- _What to work on_
The answer should be an exact copy of the data.
[[ Data for processing open ]]
Issue #437, opened 2026-07-21
Export extraction misses across backends — JS \u escapes, Unicode NFC/NFD, indented tables, Erlang/Lisp/Scala/C-header/Perl


0xLeif:
## Problem

Export extraction misses or mis-reports real exports across most non-Rust/TS backends (verified on v5.2.0):

- **JS/TS**: legal `\u` escape identifiers (`export const caf\u0061 = 4`) are truncated at the backslash — extractor reports a bogus export `caf`, and the true name is an unfixable phantom.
[[ Data for processing closed ]]
- _Your solution_
Issue #437, opened 2026-07-21
Export extraction misses across backends — JS \u escapes, Unicode NFC/NFD, indented tables, Erlang/Lisp/Scala/C-header/Perl


0xLeif:
## Problem

Export extraction misses or mis-reports real exports across most non-Rust/TS backends (verified on v5.2.0):

- **JS/TS**: legal `\u` escape identifiers (`export const caf\u0061 = 4`) are truncated at the backslash — extractor reports a bogus export `caf`, and the true name is an unfixable phantom.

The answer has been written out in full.